• [REQUIRED ACTION]:
Whenever a line in the material below includes "logging", copy that line.
-------- DATA BELOW --------
PR #152, opened 2017-09-14
Integration with maven plexus logger.

### LINKED ISSUE #133: Align ST Logger also with Maven logging format
In ST we use our own [Logger](https://github.com/arquillian/smart-testing/blob/master/core/src/main/java/org/arquillian/smart/testing/Logger.java) that reflects the way of logging used in Surefire providers. In the original surefire providers, they are using their own implementations (based on the information if the execution is using a fork or not). But in any case, they log on stdout. This is also why I have implemented it using stdout and stderr.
--------
• [OUTPUT OF THE EXERCISE]:
### LINKED ISSUE #133: Align ST Logger also with Maven logging format
In ST we use our own [Logger](https://github.com/arquillian/smart-testing/blob/master/core/src/main/java/org/arquillian/smart/testing/Logger.java) that reflects the way of logging used in Surefire providers. In the original surefire providers, they are using their own implementations (based on the information if the execution is using a fork or not). But in any case, they log on stdout. This is also why I have implemented it using stdout and stderr.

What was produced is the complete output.